Issue #7408, opened 2025-11-24
Blender freezes when opening IFC file with Bonsai


jijidom:
### Description

When I open a specific IFC file in Blender using the Bonsai add-on, Blender completely freezes (UI not responding). I have waited for a long time, but it never recovers, and I have to kill the Blender process manually. No error popup is shown.

Other IFC files sometimes work, so it looks like this may be related to certain models / geometry.

### Environment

[WORK INSTRUCTIONS]
From the line that contains "Blender freezes when" through the end of the records above, print every line exactly and nothing else.

[EXERCISE RESPONSE]
Blender freezes when opening IFC file with Bonsai


jijidom:
### Description

When I open a specific IFC file in Blender using the Bonsai add-on, Blender completely freezes (UI not responding). I have waited for a long time, but it never recovers, and I have to kill the Blender process manually. No error popup is shown.

Other IFC files sometimes work, so it looks like this may be related to certain models / geometry.

### Environment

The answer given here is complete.